Information Start Marker
Issue #3782, opened 2021-10-01
Accented characters are not considered in search


benrubson:
Hi,

### Infos:

* Used Zammad version: 4.1.0-1632223866.38f67335.buster amd64
* Installation method (source, package, ..): package
* Operating system: Debian 10
* Database + version: mariadb-server 10.3.29-0+deb10u1 amd64
* Elasticsearch version: elasticsearch-oss 7.10.2 amd64
* Browser + version: Safari, Firefox (lastest versions)

### Expected behavior:

* Accented characters are considered in research, for example looking for _probl**e**m_ will return tickets containing _probl**e**m_, _probl**è**m_, _probl**é**m_... words.

### Actual behavior:

* Accented characters are not considered in research, for example looking for _probl**e**m_ will not return tickets containing _probl**è**m_, _probl**é**m_... words.
Which of course is a problem :) Possible workaround is to look for _probl?m_, but it's not really user-friendly.

### Steps to reproduce the behavior:

* Create a ticket containing _problèm_ word. And then look for _problem_.
* The other way also triggers the issue : create a ticket containing _problem_ word. And then look for _problèm_.

### Possible solution:

As per my findings, and if research is fully handled by Elasticsearch, `asciifolding` filter option in Elasticsearch could be the trick.

Many thanks 👍

MrGeneration:
Sorry, but this seems to be a feature request.
Please note that this repository is the wrong place for feature requests.
Instead, please refer the Zammad community over at: https://community.zammad.org .

In case the community provides enough votes (hearts on the first article, so feels the same way like you), we will move the feature request to this repository.

If you require a feature *now* or want to sponsor functions, please feel free to contact our sales team: sales [at] zammad [dot] com.

benrubson:
https://community.zammad.org/t/consider-accented-characters-in-research/7805

benrubson:
Many thanks @mantas for your interest into this 👍

YetAnotherGerrit:
Will be solved with https://github.com/zammad/zammad/pull/5537 in Zammad 7.0

PR #5537, opened 2025-03-29
Add support for optional Elasticsearch asciifolding analyzer

jsuchal:
This adds optional setting for searching in elasticsearch ignoring diacritics/special characters. This is imo expected behavior in almost all cases when user searches for text. 

Feature was requested here https://community.zammad.org/t/consider-accented-characters-in-research/7805 and here https://github.com/zammad/zammad/issues/3782

Example:

Ticket with title/content `Ružovučký koníček a sôvä spia` should be matched against queries like `ruz`, `sova`, `konicek` and vice-versa. Basically - diacritics (umlauts, accents...) should be ignored.

Example showing this works both ways
image

### DIFF
--- a/db/migrate/20250329155232_add_es_asciifolding_setting.rb
+++ b/db/migrate/20250329155232_add_es_asciifolding_setting.rb
@@ -1,0 +1,16 @@
+class AddEsAsciifoldingSetting < ActiveRecord::Migration[7.2]
+  def up
+    # return if it's a new setup
+    return if !Setting.exists?(name: 'system_init_done')
+
+    Setting.create_if_not_exists(
+      title:       __('Elasticsearch S Configuration'),
+      name:        'es_asciifolding',
+      area:        'SearchIndex::Elasticsearch',
+      description: __('Define if asciifolding analyzer should be used in Elasticsearch.'),
+      state:       false,
+      preferences: { online_service_disable: true },
+      frontend:    false
+    )
+  end
+end
--- a/db/migrate/20250329155232_add_es_asciifolding_setting.rb
+++ b/db/migrate/20250329155232_add_es_asciifolding_setting.rb
@@ -1,3 +1,5 @@
+# Copyright (C) 2012-2025 Zammad Foundation, https://zammad-foundation.org/
+
 class AddEsAsciifoldingSetting < ActiveRecord::Migration[7.2]
   def up
     # return if it's a new setup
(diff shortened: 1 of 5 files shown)


dominikklein:
@rolfschmidt Any thoughts about this one?

rolfschmidt:
@dominikklein looks cool, maybe we can even default that behaviour if both ways are supported. I did not play around with that filters yet so not sure if they bring any side effects. I would need to do some tests to understand it more.

---

https://www.elastic.co/docs/reference/text-analysis/analysis-asciifolding-tokenfilter
https://www.elastic.co/docs/reference/text-analysis/analysis-lowercase-tokenfilter

jsuchal:
@rolfschmidt I would advise against going for a global default on this. If zammad wants to support global users using non latin characters this will not work for them. 

For users that use latin character this is probably a good default. I don't really remember a case when someone wanted to search really precisely and diacritics were significant. And I do have a lot of background in search engines.

rolfschmidt:
> @rolfschmidt I would advise against going for a global default on this. If zammad wants to support global users using non latin characters this will not work for them.
> 
> For users that use latin character this is probably a good default. I don't really remember a case when someone wanted to search really precisely and diacritics were significant. And I do have a lot of background in search engines.

But can't you still do an exact search via `.keyword` if you want to?

image

image

mantas:
IIRC asciifolding analyzer would just ignore non-latin characters. It should be safe to enable. But it needs testing with some non-latin scripts to be sure.

rolfschmidt:
> IIRC asciifolding analyzer would just ignore non-latin characters. It should be safe to enable. But it needs testing with some non-latin scripts to be sure.

Currently, there are 3 options:

1) Ignore this PR, since you could solve it via rails console (es_model_settings).
2) Merge the PR, but then it is a hidden 1% setting which nearly nobody will use.
3) Merge the PR and set as default `true`.

For 3. it would be interesting how many people would turn that off. I think it's all about a good default state for this stuff. In general rebuild the ES for zammad is common, and I think it is not a big deal.

--

My opinion → 3: Merge and activate this behaviour, so default on. Maybe we could add a documentation section for non-latin users to consider disabling this on installation, if they don't like it.

dvuckovic:
Just my 2 cents, spoken from personal experience: Serbian language uses both Cyrillic and Latin scripts interchangeably. However, only the Latin alphabet can be "asciifolded", in Cyrillic it makes no sense.

In case the indexed content is in Cyrillic, it normally has to be transliterated first into Latin, and then possibly "asciifolded". (But this is a whole different set of problems.)

For content in Latin, however, it *is* something that is normally done by users when searching, nobody changes their keyboard input just for the search.

So 100% for the default value of `true` from my side. But do allow for it to be disabled in case of any issues, providing a good example in the docs.

mantas:
I'm also 💯  for default `true`. And merging, this is a very nice addition in many latin languages.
Information End Marker
Where a line of the material above holds the string "state", copy that line.

▸ Solved problem:
+      state:       false,
For 3. it would be interesting how many people would turn that off. I think it's all about a good default state for this stuff. In general rebuild the ES for zammad is common, and I think it is not a big deal.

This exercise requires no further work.